If I stop service for nonpayment, bad check or any other reason, I do not take the customer back under any circumstance.


----------



## kipcom (Feb 3, 2001)

if anyone needs assistance collecting "deadbeat" accounts. Please contact my assistant ( she is a professional collector ) and will help you settle the accounts with the debtor. Modest fee of course. [email protected]


----------



## kipcom (Feb 3, 2001)

sorry.... thats sbcglobal.net


----------



## Boast Enterpris (Oct 26, 2003)

The Boss,
Hamilton Properties dosen't own those apartments do they. They are out of Springfield, MO. I doubt that they own them, they owe me a lot of money. They did it right to, long time customer that started paying slowly and then just quit paying. When I call them they say the check is on the way, Guess it has been on the way for over a year! I'll never plow them again & everybody in town is aware of the situation and they haven't been able to get the lot plowed all year.:angry: :realmad: 
BOAST


----------



## Tommy10plows (Jan 1, 2001)

Well Plowmen, here it is March 1. This is a very timely topic.

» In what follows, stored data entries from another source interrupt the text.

PR #260, opened 2024-01-16
O3-2446: 'queues' domain to support loading Status and Priority entries.

cioan:
@mseaton , I just added the ability to load the new queue.status_concept_set field that you added as part of the O3-2446 ticket. Thanks!

### DIFF
--- a/api-2.3/src/main/java/org/openmrs/module/initializer/api/queues/QueueLineProcessor.java
+++ b/api-2.3/src/main/java/org/openmrs/module/initializer/api/queues/QueueLineProcessor.java
@@ -19,6 +19,8 @@ public class QueueLineProcessor extends BaseLineProcessor<Queue> {
 	
 	protected static String HEADER_SERVICE = "service";
 	
+	protected static String HEADER_STATUS_CONCEPT_SET = "statusConceptSet";
+	
 	protected static String HEADER_LOCATION = "location";
 	
 	private final ConceptService conceptService;
@@ -43,6 +45,14 @@ public class QueueLineProcessor extends BaseLineProcessor<Queue> {
 				queue.setService(Utils.fetchConcept(service, conceptService));
 			} else {
 				queue.setService(null);
+			}
+		}
+		if (line.containsHeader(HEADER_STATUS_CONCEPT_SET)) {
+			String statusConceptSet = line.getString(HEADER_STATUS_CONCEPT_SET);
+			if (StringUtils.isNotBlank(statusConceptSet)) {
+				queue.setStatusConceptSet(Utils.fetchConcept(statusConceptSet, conceptService));
+			} else {
+				queue.setStatusConceptSet(null);
 			}
 		}
 		if (line.containsHeader(HEADER_LOCATION)) {
--- a/api-2.3/src/main/java/org/openmrs/module/initializer/api/queues/QueueLineProcessor.java
+++ b/api-2.3/src/main/java/org/openmrs/module/initializer/api/queues/QueueLineProcessor.java
@@ -19,7 +19,9 @@ public class QueueLineProcessor extends BaseLineProcessor<Queue> {
 	
 	protected static String HEADER_SERVICE = "service";
 	
-	protected static String HEADER_STATUS_CONCEPT_SET = "statusConceptSet";
+	protected static String HEADER_STATUS_CONCEPT_SET = "status concept set";
+	
+	protected static String HEADER_PRIORITY_CONCEPT_SET = "priority concept set";
 	
 	protected static String HEADER_LOCATION = "location";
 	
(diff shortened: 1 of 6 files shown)


mseaton:
@cioan - the issue is that this will likely fail for anyone not running the latest snapshot of queue.  It assumes that anyone loading in from the queue domain is running the latest version of the module, which is likely not true.

cioan:
Thanks @mseaton ! I just updated the dependencies to depend on the released version of the queue module.

ibacher:
> I don't see any clear existing examples of this at first glance.

I think we've been trying not to have the endless series of configurations for various versions of things. If we wanted that though, it would be possible to do two LineProcessors like this:

```java
@OpenmrsProfile(modules = { "queue:* - 1.*" })
```

```java
@OpenmrsProfile(modules = { "queue:2.*" })
```

api-2.3/src/main/java/org/openmrs/module/initializer/api/queues/QueueLineProcessor.java
```diff
@@ -19,6 +19,8 @@ public class QueueLineProcessor extends BaseLineProcessor<Queue> {
 	
 	protected static String HEADER_SERVICE = "service";
 	
+	protected static String HEADER_STATUS_CONCEPT_SET = "statusConceptSet";
```
mseaton, line 22: This does not really match the existing standard in initializer.  Have a look at some other LineProcessor classes, the headers tend to be more human readable (spaces between words, not camel case, etc).

api-2.3/src/main/java/org/openmrs/module/initializer/api/queues/QueueLineProcessor.java
```diff
@@ -45,6 +47,14 @@ public Queue fill(Queue queue, CsvLine line) throws IllegalArgumentException {
 				queue.setService(null);
 			}
 		}
+		if (line.containsHeader(HEADER_STATUS_CONCEPT_SET)) {
+			String statusConceptSet = line.getString(HEADER_STATUS_CONCEPT_SET);
+			if (StringUtils.isNotBlank(statusConceptSet)) {
```
mseaton, line 52: The key thing here is to ensure this is backwards compatible.  I _think_ this should be fine - the `setStatusConceptSet` method is not invoked unless the appropriate header is present, so for existing implementations that have an earlier version without this method and also CSV files that don't contain this header, I think this should be ok.  It would be worth verifying/testing though.

api-2.3/src/main/java/org/openmrs/module/initializer/api/queues/QueueLineProcessor.java
```diff
@@ -19,6 +19,8 @@ public class QueueLineProcessor extends BaseLineProcessor<Queue> {
 	
 	protected static String HEADER_SERVICE = "service";
 	
+	protected static String HEADER_STATUS_CONCEPT_SET = "statusConceptSet";
+
```
mseaton, line 23: Whatever code you have added to handle `statusConceptSet`, you also need to add in to handle `priorityConceptSet`, which was added to Queue at the same time.  We should cover both of these in this update.

mseaton (changes requested):
See my comments in the PR @cioan .  A few other things:
* You will need to update the README as part of this PR to reflect these additions.  Make sure you indicate that these are supported for Queue version 2.1.0 and higher.
* Will will need to update the release notes as a part of this PR.

cioan:
Thanks @mseaton ! I have addressed all your comments above. I also add @ibacher and @mks-d to the reviewers list. Thanks!

mseaton:
> I have addressed all your comments above

@cioan - please see comment above about adding to release notes and readme.  Also, I didn't see @ibacher added as a reviewer, so I added him.

mseaton:
> I think we've been trying not to have the endless series of configurations for various versions of things

In this case, I don't think we need to do anything, as the lines that hit these methods are only executed if the headers are configured for them.  Would that match your understanding @cioan and @ibacher ?

ibacher:
@mseaton Yes, I think this should work as long as the documentation is clear. @cioan We need to update [this README file](https://github.com/mekomsolutions/openmrs-module-initializer/blob/master/readme/queues.md#domain-queues) with the new options.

Those of you with collection issues need to take a very aggressive posture this month. Remember this:

"Bad clients, unlike wine, don't get better with age."

Don't expect a letter or courtesy reminder to do the job. They are stealing from you, just the same as they took your plow, or snuck into your house while you were out plowing and took that heirloom lamp your Aunt Mary left you when she passed on.

This is one of those times when a personal appearence, on a daily basis, if necessary, is absolutely essential. Visit them, find out the reason for non payment, and try to get an absolute commitment as to when you can STOP BY to pick up your check. Obviously, you may want to suspend service in the mean time. You need to be polite but firm, and you need to tie them down as to when you can come by to get your check.

Failing that, you need to lien the property, as your state laws may allow. You are not going to get paid otherwise,and you have nothing to lose, nor should you compromise the amount they owe you. Be strong, be firm, be polite, but be paid.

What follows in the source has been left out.